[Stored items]
Content starts
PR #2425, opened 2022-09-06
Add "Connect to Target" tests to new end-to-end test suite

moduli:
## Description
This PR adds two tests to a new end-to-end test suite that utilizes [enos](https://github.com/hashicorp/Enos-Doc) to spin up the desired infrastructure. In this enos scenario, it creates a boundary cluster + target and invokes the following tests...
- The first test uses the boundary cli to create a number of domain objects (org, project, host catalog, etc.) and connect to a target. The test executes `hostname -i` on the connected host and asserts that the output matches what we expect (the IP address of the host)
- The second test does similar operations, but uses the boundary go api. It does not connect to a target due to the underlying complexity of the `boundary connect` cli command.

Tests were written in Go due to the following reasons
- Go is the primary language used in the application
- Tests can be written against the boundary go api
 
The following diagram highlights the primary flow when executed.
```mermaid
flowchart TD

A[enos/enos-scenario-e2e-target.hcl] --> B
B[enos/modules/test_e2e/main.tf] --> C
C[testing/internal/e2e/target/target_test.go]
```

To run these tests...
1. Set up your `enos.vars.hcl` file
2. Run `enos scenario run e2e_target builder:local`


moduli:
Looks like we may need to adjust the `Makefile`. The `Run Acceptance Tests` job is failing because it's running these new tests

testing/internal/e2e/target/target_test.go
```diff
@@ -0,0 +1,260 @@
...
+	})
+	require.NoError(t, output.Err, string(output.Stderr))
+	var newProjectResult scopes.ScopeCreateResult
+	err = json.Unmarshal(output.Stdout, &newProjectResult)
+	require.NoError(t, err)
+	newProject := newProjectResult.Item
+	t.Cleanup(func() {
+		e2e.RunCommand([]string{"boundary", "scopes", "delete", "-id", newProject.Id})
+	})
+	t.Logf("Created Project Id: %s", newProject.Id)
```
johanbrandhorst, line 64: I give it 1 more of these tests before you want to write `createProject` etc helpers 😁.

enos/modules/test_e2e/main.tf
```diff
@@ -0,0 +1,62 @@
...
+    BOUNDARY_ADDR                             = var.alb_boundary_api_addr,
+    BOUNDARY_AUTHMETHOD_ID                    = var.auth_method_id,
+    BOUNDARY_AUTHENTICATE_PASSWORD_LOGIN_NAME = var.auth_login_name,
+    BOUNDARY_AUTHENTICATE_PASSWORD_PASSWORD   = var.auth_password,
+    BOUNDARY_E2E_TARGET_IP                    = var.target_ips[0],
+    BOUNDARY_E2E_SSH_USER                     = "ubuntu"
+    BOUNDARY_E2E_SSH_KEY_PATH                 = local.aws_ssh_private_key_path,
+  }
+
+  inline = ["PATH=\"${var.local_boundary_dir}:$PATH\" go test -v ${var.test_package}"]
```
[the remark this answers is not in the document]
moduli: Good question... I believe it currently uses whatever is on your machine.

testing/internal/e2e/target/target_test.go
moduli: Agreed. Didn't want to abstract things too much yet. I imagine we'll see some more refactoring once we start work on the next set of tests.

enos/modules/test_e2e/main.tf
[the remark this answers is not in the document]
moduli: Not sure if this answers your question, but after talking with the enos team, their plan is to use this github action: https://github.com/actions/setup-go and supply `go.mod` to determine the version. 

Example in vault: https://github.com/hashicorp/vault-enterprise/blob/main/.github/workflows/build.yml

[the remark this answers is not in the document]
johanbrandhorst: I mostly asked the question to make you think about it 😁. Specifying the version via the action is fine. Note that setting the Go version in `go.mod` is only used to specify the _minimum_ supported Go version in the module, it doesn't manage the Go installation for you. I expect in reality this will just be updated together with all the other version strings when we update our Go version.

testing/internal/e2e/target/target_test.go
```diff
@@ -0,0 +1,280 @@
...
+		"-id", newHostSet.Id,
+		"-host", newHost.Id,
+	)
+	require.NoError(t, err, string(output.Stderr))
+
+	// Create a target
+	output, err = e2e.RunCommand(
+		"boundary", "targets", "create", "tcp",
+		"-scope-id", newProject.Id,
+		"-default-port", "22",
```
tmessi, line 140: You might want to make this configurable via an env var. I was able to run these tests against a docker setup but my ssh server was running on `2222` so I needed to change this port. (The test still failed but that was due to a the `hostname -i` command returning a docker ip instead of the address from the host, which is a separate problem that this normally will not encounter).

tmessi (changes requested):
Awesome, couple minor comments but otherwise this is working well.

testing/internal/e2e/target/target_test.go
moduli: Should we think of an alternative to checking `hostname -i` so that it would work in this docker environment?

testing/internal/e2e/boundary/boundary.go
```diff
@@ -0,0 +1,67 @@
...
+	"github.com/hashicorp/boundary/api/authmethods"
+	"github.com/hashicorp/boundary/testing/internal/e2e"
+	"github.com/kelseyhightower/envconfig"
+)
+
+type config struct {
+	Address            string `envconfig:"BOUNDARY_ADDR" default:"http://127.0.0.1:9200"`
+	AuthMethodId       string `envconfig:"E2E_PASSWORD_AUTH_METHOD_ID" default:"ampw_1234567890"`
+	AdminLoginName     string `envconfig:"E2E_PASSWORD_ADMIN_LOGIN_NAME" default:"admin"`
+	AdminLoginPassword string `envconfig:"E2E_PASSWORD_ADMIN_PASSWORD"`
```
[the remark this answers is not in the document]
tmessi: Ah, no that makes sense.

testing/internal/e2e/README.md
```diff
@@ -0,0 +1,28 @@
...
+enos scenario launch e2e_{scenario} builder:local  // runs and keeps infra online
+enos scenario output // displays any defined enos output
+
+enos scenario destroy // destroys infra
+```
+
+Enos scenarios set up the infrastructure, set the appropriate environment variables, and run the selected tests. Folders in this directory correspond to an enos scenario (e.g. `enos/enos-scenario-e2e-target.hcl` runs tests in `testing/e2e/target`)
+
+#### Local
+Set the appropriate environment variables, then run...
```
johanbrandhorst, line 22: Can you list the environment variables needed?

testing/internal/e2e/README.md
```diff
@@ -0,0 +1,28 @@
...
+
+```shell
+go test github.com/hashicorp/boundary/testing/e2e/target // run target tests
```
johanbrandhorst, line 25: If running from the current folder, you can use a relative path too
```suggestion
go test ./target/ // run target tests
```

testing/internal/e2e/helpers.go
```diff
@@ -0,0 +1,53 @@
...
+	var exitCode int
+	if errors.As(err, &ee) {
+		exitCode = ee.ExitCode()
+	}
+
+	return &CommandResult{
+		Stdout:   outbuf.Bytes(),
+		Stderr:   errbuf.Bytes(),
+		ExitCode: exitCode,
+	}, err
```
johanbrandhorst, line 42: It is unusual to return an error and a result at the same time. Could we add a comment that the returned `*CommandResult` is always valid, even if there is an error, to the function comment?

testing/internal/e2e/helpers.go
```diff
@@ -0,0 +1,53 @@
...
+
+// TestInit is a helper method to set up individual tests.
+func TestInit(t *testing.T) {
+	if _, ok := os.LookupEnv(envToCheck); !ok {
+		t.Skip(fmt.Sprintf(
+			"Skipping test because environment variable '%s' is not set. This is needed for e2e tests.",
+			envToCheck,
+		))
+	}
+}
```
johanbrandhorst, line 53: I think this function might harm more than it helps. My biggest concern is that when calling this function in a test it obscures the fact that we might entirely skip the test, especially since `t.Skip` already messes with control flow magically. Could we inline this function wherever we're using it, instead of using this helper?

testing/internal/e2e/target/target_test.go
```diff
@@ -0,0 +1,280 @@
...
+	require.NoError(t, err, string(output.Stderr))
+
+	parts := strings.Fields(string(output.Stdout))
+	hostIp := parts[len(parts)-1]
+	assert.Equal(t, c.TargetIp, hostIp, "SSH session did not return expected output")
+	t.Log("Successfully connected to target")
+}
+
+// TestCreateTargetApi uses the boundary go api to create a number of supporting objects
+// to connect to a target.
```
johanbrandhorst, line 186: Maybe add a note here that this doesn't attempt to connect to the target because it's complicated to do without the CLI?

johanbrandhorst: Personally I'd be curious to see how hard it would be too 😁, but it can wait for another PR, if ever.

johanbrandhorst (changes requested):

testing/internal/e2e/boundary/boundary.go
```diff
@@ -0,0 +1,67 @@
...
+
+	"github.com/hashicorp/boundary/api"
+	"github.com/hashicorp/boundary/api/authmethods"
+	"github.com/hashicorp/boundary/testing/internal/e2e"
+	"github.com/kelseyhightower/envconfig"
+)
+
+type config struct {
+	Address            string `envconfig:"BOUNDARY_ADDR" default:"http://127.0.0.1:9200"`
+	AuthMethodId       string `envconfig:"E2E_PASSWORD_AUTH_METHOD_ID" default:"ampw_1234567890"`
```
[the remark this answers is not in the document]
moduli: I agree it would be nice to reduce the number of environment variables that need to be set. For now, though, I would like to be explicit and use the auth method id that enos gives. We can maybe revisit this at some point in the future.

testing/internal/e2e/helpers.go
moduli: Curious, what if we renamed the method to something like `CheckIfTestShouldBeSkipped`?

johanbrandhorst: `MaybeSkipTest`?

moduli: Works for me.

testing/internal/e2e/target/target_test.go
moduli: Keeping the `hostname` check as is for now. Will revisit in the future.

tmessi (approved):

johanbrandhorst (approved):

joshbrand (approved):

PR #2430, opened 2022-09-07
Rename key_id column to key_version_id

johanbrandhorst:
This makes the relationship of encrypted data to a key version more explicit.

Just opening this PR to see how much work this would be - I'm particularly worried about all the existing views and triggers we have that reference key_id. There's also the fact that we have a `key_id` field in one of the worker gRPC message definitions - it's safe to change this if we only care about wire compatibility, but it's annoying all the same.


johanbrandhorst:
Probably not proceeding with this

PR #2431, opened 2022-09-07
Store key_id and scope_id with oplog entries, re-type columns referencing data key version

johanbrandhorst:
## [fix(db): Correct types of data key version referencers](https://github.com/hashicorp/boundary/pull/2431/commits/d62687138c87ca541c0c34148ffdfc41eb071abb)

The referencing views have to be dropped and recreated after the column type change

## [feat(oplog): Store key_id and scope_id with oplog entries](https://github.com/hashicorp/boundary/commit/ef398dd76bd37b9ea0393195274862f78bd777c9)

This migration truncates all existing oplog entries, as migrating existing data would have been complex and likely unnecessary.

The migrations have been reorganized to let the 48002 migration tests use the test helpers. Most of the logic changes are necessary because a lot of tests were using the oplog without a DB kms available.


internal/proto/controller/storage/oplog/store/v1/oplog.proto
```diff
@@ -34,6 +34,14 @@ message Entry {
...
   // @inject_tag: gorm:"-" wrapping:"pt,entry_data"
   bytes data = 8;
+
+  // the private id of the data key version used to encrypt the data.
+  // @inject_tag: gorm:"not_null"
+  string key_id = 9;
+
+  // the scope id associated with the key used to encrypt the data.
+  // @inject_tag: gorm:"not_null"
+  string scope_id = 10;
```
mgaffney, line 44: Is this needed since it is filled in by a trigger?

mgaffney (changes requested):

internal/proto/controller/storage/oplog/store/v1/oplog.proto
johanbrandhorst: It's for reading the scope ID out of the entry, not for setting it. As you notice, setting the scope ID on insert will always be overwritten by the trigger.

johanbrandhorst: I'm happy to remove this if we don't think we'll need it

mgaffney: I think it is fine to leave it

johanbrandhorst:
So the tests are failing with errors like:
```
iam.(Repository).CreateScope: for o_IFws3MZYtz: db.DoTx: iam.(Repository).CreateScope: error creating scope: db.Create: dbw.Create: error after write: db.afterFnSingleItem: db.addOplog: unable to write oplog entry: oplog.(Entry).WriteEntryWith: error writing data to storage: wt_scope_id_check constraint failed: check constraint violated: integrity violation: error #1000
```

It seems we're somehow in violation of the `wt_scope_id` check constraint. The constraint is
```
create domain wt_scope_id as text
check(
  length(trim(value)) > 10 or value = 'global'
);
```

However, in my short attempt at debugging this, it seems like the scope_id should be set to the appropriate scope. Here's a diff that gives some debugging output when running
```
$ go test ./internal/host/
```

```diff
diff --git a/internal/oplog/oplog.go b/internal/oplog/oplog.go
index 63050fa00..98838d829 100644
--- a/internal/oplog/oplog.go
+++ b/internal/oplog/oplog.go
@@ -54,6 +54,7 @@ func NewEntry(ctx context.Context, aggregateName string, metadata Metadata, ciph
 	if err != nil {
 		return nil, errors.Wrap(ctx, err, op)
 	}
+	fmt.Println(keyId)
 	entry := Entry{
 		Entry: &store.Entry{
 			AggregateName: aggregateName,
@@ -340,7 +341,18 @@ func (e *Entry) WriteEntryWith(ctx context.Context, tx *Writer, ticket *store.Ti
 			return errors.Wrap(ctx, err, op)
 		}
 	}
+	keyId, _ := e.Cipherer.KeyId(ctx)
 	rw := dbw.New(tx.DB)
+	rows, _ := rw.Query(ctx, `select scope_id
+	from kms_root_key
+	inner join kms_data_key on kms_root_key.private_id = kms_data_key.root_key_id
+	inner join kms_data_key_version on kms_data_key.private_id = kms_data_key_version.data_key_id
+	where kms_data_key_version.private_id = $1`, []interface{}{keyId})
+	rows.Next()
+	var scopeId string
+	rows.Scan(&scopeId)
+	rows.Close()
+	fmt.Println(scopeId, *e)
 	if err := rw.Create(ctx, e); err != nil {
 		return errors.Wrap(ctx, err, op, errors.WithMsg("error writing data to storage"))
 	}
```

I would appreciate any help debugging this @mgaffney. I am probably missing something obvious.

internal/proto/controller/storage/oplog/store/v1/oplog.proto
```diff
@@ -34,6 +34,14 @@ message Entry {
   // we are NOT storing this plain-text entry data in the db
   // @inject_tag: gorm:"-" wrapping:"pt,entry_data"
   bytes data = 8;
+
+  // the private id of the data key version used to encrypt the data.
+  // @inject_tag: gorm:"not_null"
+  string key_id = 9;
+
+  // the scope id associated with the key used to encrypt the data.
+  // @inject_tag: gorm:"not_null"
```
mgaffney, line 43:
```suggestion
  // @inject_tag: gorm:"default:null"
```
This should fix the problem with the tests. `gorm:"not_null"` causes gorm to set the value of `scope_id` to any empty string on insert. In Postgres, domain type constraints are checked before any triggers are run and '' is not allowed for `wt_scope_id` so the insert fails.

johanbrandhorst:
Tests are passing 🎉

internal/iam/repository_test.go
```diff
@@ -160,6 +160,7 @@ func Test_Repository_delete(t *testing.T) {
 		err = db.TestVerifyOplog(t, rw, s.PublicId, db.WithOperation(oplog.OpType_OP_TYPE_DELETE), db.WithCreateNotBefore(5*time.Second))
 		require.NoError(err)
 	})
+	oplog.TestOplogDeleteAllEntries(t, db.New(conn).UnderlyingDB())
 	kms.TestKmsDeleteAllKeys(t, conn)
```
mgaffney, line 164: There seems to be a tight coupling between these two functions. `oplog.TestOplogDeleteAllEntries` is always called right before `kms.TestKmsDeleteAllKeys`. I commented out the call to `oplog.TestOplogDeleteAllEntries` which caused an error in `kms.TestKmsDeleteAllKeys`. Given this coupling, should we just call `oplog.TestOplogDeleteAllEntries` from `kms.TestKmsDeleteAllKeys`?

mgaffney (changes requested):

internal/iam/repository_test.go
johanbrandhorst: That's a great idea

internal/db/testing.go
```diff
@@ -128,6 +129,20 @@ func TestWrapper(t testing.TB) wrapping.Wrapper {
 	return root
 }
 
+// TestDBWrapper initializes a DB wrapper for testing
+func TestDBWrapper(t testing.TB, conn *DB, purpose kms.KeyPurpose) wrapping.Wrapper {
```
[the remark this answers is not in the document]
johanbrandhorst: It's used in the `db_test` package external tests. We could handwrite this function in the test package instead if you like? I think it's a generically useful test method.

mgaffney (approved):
Content ends
▶ _YOUR TASK_
Wherever a line above contains the string "much", copy that line.

▶ _WRITTEN REPLY_
moduli: Agreed. Didn't want to abstract things too much yet. I imagine we'll see some more refactoring once we start work on the next set of tests.
Just opening this PR to see how much work this would be - I'm particularly worried about all the existing views and triggers we have that reference key_id. There's also the fact that we have a `key_id` field in one of the worker gRPC message definitions - it's safe to change this if we only care about wire compatibility, but it's annoying all the same.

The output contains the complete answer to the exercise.